* _Directions_
Every line from the first in the listing below to the line containing "api/v1beta1/telemetry_webhook.go" is to be repeated exactly, and no line past it.

### The records ###

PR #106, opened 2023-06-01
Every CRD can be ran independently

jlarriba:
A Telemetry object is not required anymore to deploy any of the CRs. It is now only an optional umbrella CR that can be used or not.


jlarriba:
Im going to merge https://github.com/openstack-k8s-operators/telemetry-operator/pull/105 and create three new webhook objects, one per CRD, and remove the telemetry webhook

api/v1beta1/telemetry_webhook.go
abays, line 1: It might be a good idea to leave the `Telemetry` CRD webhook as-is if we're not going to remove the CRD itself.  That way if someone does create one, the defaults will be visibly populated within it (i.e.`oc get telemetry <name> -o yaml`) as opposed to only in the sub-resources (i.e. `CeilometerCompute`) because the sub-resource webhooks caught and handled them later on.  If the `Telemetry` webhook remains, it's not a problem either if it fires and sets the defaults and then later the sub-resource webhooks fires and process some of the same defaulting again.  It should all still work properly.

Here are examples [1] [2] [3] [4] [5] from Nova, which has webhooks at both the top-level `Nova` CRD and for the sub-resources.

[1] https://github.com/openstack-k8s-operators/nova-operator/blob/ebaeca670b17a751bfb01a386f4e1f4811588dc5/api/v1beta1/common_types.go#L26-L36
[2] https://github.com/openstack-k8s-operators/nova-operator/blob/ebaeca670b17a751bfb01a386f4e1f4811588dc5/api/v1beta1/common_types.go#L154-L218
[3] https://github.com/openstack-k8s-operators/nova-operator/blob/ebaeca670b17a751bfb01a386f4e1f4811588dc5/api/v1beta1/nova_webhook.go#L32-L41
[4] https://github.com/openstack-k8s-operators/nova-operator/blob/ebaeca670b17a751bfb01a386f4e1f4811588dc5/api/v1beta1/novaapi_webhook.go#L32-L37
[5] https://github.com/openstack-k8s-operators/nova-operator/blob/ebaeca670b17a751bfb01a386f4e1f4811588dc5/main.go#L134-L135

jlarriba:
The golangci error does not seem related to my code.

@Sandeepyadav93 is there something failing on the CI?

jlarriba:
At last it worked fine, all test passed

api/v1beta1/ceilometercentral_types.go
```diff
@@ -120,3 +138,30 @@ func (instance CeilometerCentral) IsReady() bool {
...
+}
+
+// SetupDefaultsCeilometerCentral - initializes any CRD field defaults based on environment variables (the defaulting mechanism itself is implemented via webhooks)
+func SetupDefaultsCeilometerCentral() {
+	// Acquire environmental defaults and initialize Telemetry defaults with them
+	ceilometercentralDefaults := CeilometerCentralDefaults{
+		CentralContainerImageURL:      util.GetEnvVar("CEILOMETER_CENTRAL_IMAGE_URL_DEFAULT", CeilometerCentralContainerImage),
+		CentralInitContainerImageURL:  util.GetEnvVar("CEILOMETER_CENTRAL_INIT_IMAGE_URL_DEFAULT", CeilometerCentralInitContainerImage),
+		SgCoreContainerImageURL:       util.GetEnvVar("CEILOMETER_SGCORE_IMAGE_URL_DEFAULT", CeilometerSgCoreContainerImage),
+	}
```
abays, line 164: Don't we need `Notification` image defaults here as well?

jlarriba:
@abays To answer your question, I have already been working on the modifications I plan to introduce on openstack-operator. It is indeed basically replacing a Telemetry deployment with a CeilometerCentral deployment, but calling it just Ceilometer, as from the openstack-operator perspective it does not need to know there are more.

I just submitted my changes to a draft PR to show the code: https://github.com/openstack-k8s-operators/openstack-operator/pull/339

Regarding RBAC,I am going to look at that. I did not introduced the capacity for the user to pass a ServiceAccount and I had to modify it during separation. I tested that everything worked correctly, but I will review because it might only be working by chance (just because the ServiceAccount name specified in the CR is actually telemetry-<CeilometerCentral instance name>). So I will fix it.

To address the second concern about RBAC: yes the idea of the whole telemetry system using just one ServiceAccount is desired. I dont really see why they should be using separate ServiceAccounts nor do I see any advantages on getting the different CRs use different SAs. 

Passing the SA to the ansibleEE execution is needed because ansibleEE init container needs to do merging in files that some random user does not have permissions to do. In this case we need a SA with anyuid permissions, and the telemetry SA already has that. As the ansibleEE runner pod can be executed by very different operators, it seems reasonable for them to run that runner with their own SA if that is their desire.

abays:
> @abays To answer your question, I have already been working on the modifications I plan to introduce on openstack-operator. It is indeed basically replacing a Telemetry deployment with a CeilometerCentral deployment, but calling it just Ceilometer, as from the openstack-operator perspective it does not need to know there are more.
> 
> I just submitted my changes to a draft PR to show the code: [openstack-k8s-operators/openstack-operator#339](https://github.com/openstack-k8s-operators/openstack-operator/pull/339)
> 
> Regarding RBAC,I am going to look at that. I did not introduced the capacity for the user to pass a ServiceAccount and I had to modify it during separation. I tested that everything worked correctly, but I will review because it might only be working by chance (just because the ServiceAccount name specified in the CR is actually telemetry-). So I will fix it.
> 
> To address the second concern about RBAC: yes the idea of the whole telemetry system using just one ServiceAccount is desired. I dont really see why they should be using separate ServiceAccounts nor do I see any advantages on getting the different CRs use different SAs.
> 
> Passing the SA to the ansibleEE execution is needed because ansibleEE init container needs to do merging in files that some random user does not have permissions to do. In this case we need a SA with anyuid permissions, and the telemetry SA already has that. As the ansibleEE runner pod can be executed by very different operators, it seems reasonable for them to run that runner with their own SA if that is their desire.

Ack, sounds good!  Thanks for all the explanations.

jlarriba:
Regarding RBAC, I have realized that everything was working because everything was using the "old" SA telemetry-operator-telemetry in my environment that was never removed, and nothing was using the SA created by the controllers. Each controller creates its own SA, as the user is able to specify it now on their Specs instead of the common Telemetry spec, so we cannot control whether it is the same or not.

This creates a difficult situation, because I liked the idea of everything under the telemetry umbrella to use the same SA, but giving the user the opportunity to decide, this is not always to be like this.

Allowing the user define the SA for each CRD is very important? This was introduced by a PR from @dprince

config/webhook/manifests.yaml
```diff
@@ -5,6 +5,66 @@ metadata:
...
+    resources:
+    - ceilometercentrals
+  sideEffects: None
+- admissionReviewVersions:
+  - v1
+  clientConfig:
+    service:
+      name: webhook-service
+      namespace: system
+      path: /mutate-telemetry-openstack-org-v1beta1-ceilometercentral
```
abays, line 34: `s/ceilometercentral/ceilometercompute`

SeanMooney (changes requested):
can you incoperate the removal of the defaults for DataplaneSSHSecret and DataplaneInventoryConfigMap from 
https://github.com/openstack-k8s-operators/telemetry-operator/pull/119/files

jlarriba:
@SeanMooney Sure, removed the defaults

###

* _Completed task_
PR #106, opened 2023-06-01
Every CRD can be ran independently

jlarriba:
A Telemetry object is not required anymore to deploy any of the CRs. It is now only an optional umbrella CR that can be used or not.


jlarriba:
Im going to merge https://github.com/openstack-k8s-operators/telemetry-operator/pull/105 and create three new webhook objects, one per CRD, and remove the telemetry webhook

api/v1beta1/telemetry_webhook.go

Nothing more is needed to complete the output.